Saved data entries
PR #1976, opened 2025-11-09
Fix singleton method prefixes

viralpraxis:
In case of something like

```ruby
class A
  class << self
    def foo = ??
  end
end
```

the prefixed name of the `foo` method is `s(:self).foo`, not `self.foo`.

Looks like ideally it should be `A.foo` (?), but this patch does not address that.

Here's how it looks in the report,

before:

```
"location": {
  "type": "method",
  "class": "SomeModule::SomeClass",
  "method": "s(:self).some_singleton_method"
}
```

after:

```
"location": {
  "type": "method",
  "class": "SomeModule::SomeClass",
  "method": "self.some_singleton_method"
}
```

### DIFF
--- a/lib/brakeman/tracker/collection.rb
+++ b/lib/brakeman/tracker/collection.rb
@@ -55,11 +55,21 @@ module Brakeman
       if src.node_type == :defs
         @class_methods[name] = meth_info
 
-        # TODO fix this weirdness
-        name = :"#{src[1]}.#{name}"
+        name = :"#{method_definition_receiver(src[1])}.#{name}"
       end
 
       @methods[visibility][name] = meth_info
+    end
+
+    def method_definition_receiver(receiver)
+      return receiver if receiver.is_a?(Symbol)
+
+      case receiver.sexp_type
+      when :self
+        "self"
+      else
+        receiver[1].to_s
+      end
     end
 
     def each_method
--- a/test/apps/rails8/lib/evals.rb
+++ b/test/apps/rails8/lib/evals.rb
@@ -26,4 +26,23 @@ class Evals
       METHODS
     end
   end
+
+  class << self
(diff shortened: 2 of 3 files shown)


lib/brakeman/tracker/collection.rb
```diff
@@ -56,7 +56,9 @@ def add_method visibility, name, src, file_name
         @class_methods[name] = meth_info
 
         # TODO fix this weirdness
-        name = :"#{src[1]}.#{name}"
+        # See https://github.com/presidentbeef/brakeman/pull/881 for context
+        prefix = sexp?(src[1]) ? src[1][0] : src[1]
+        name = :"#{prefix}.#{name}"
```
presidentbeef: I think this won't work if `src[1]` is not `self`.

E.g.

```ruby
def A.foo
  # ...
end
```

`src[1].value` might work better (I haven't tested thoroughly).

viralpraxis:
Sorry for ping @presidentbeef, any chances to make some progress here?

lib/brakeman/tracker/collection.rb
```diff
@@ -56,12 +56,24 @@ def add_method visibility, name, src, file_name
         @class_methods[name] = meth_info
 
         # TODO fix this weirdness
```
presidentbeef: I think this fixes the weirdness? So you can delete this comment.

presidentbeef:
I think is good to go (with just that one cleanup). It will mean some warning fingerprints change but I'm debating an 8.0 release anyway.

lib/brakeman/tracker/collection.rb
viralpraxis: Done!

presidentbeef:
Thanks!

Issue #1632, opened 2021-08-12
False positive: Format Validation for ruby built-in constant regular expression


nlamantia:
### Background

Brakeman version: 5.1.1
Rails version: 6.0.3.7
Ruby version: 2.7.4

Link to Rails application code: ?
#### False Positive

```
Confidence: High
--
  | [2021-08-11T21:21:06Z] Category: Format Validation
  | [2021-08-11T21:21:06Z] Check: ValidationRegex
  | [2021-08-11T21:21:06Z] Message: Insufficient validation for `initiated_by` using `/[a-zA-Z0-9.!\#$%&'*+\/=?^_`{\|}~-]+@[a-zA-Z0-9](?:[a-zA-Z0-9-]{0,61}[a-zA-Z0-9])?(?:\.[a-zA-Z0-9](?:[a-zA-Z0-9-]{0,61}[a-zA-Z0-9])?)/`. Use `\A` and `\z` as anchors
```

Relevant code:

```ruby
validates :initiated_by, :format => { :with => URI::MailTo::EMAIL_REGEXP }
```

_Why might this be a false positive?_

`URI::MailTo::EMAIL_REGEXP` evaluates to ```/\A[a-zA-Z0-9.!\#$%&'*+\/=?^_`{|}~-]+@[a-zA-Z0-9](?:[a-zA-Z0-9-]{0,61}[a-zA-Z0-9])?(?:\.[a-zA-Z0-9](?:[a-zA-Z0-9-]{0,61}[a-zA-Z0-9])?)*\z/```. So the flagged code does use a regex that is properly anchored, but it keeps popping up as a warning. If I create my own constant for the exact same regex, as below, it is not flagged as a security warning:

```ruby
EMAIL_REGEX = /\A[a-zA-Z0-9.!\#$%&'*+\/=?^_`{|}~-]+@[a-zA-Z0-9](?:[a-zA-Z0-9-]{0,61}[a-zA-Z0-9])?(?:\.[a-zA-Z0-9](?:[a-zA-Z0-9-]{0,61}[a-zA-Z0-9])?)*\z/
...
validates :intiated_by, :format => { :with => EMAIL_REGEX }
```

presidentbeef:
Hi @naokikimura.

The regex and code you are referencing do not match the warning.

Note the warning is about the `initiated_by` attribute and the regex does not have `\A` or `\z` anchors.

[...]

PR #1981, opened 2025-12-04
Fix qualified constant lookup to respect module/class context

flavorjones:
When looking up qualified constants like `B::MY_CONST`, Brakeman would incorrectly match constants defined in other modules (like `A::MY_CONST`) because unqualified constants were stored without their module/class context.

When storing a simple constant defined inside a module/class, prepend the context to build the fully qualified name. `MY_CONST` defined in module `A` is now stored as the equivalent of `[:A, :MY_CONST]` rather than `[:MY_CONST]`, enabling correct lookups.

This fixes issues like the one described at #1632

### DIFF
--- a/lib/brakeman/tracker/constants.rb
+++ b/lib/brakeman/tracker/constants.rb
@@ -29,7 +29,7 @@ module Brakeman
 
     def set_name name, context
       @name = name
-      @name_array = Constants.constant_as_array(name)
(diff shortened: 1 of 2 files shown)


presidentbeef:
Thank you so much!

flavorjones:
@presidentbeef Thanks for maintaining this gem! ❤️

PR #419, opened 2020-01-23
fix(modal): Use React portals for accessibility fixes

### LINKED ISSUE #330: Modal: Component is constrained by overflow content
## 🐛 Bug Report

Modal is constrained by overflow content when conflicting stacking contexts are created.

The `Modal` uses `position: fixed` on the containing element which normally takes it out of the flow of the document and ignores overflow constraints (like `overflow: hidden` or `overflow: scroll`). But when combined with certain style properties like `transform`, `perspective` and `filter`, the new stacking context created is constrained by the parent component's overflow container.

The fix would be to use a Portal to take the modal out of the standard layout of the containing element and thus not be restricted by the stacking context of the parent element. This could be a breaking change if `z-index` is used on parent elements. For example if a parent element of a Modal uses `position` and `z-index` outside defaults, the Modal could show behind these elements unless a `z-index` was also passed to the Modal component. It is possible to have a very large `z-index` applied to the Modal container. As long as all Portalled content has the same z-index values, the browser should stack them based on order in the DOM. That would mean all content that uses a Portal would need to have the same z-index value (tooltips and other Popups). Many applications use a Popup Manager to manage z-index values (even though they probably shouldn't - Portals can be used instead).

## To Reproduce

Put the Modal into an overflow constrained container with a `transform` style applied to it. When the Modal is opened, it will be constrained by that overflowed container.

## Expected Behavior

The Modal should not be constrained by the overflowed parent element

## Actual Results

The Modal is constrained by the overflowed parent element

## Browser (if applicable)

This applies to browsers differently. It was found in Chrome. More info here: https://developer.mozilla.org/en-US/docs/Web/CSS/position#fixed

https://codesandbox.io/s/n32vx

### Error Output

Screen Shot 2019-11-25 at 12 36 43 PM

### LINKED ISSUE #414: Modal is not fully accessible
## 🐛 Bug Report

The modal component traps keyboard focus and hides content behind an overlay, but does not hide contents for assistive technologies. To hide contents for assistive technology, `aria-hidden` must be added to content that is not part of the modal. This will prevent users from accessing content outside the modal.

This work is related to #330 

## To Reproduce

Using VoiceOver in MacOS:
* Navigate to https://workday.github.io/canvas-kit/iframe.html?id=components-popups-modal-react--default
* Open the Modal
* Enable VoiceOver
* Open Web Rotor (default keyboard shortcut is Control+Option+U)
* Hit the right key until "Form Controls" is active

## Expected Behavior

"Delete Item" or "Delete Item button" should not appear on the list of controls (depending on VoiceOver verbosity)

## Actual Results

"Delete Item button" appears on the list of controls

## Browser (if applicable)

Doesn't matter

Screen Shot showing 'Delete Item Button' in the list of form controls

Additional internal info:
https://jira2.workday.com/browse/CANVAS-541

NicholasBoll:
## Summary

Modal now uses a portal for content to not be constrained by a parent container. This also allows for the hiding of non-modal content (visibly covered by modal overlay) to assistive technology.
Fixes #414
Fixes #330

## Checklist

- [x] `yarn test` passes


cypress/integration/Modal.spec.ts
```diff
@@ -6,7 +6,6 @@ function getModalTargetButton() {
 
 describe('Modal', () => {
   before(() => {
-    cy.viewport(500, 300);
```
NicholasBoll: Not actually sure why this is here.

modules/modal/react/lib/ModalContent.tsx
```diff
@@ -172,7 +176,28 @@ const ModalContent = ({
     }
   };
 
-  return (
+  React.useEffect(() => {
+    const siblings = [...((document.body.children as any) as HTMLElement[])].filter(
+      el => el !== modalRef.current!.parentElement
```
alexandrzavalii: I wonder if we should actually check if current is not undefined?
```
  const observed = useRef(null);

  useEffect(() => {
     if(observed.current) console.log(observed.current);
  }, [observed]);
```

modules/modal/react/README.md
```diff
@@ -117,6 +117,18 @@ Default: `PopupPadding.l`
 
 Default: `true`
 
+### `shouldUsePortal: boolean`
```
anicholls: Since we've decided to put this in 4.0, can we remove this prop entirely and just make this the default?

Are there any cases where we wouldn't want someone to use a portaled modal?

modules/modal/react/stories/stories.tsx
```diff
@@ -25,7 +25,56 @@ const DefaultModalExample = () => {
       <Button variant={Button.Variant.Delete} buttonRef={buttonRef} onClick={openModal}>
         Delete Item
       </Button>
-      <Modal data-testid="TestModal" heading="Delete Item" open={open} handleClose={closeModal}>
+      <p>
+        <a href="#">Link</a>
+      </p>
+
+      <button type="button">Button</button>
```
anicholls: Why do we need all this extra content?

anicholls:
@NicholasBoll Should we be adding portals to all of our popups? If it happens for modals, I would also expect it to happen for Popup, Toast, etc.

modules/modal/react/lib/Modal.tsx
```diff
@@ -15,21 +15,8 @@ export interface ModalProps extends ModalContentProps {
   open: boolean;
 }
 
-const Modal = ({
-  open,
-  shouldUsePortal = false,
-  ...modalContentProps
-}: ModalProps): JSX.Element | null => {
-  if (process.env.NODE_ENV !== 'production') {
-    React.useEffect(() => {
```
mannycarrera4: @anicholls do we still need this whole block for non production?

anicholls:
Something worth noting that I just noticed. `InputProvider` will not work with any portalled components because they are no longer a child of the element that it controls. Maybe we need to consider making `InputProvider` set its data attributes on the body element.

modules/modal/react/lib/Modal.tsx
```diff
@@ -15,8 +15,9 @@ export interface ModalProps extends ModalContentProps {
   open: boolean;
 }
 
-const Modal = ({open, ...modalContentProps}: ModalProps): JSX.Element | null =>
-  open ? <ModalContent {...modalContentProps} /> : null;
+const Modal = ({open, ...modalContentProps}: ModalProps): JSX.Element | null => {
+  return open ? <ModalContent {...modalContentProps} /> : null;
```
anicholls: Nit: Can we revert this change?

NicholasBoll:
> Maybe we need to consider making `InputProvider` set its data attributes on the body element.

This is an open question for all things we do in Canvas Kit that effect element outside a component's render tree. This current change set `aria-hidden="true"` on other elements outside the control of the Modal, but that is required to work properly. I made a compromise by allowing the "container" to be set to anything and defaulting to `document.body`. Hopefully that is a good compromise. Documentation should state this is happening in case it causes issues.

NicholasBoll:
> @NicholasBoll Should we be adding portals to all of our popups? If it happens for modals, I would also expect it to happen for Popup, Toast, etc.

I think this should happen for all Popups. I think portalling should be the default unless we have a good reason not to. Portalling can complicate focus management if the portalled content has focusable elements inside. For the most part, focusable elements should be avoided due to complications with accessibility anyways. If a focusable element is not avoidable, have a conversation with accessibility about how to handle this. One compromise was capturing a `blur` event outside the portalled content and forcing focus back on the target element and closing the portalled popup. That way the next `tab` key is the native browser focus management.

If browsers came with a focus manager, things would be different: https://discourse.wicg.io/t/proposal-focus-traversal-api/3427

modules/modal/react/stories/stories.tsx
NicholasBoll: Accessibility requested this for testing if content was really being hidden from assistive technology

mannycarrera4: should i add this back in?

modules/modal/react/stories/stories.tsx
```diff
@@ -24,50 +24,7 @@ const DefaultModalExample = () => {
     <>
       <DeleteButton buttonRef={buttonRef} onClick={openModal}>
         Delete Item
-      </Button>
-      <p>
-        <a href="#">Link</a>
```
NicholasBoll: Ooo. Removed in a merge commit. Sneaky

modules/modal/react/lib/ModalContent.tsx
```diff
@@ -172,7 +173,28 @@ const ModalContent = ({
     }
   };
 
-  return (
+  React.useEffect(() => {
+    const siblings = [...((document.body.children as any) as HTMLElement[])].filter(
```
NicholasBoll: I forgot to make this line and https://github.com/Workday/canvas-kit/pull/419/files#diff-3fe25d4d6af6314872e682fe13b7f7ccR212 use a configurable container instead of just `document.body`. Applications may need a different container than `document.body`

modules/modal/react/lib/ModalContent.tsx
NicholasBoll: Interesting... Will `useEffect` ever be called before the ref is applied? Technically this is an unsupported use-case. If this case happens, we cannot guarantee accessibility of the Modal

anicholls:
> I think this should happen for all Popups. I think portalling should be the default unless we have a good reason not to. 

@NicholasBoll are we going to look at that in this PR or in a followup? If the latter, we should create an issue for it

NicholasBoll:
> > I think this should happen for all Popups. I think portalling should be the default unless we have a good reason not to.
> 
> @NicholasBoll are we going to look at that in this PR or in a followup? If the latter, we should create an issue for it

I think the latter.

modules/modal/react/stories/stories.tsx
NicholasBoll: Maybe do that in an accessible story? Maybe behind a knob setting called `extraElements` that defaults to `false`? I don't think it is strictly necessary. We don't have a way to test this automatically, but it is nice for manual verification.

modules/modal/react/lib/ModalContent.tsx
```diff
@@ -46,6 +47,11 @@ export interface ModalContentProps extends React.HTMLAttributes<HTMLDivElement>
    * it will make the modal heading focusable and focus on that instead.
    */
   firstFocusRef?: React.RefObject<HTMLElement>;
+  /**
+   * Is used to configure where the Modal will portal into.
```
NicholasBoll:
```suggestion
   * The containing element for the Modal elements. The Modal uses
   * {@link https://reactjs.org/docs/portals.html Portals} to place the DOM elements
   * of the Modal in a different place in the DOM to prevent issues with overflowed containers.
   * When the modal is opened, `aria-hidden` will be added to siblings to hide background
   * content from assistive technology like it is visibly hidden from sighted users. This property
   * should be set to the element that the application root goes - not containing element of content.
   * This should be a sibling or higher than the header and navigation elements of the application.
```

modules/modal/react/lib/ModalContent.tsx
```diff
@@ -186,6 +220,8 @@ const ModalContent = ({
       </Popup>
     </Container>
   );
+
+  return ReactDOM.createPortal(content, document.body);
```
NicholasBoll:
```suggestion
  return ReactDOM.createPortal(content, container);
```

...

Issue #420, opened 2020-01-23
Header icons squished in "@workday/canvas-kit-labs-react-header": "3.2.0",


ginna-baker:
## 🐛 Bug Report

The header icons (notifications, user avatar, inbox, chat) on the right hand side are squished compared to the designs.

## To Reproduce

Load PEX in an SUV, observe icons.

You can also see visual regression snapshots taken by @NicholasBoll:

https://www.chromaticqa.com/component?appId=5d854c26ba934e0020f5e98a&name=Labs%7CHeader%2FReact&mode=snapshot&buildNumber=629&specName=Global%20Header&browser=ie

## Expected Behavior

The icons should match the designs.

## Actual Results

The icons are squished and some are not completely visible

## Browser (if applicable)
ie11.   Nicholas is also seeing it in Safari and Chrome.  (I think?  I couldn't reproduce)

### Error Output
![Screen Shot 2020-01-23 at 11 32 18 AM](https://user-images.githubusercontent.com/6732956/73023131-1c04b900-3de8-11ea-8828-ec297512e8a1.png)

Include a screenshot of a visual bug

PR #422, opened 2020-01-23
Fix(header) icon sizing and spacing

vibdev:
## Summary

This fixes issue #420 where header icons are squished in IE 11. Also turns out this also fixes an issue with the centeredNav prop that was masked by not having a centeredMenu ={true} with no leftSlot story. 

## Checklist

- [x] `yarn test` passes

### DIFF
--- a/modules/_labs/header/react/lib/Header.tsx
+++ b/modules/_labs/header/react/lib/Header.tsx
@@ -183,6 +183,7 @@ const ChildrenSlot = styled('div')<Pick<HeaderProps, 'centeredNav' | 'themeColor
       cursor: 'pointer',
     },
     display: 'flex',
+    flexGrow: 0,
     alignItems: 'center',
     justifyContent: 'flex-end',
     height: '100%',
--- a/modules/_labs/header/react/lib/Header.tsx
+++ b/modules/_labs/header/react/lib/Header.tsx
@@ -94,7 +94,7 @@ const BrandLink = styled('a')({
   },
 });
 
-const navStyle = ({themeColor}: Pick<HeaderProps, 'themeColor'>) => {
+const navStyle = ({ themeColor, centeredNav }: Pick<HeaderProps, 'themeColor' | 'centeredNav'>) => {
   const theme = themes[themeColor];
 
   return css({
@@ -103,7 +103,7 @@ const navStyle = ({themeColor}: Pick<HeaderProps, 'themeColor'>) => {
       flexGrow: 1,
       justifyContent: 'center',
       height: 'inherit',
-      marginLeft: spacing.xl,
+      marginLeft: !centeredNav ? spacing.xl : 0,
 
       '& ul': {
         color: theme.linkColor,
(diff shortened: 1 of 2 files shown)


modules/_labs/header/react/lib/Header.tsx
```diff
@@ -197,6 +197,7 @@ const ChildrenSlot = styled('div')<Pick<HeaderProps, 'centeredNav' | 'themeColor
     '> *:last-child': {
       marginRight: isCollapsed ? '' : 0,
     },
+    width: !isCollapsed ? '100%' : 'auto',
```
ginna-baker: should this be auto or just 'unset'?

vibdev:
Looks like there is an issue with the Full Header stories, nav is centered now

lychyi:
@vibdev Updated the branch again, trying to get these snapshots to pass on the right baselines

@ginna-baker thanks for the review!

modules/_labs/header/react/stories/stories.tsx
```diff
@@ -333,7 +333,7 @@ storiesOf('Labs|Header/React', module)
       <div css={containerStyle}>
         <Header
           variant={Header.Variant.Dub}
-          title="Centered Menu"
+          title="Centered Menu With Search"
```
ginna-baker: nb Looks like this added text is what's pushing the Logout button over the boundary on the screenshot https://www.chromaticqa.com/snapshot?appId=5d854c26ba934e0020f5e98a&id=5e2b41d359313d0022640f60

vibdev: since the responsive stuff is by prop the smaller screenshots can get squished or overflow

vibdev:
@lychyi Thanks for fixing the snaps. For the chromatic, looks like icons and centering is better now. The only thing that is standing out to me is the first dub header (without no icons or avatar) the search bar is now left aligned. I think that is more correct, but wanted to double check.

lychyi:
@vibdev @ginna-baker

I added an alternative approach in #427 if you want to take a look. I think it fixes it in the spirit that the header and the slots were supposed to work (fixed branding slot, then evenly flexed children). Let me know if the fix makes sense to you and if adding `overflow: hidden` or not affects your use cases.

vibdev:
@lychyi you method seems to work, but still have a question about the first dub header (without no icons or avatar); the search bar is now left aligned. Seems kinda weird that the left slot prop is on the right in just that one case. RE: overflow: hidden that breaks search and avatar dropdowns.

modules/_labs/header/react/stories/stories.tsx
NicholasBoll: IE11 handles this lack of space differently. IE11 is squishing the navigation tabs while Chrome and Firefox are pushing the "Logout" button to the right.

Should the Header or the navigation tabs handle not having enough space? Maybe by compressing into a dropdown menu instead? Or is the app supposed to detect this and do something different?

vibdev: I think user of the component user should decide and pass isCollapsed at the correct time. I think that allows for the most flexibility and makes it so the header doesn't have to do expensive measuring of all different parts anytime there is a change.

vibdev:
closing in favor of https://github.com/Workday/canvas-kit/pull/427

## Exercise directions
Will you return exactly the lines above from the one with "PR #1976, opened 2025-11-09" down to the one with "-55,11 +55,21 @@ module Brakeman", counting both as part of the range?

## Solution for this exercise
PR #1976, opened 2025-11-09
Fix singleton method prefixes

viralpraxis:
In case of something like

```ruby
class A
  class << self
    def foo = ??
  end
end
```

the prefixed name of the `foo` method is `s(:self).foo`, not `self.foo`.

Looks like ideally it should be `A.foo` (?), but this patch does not address that.

Here's how it looks in the report,

before:

```
"location": {
  "type": "method",
  "class": "SomeModule::SomeClass",
  "method": "s(:self).some_singleton_method"
}
```

after:

```
"location": {
  "type": "method",
  "class": "SomeModule::SomeClass",
  "method": "self.some_singleton_method"
}
```

### DIFF
--- a/lib/brakeman/tracker/collection.rb
+++ b/lib/brakeman/tracker/collection.rb
@@ -55,11 +55,21 @@ module Brakeman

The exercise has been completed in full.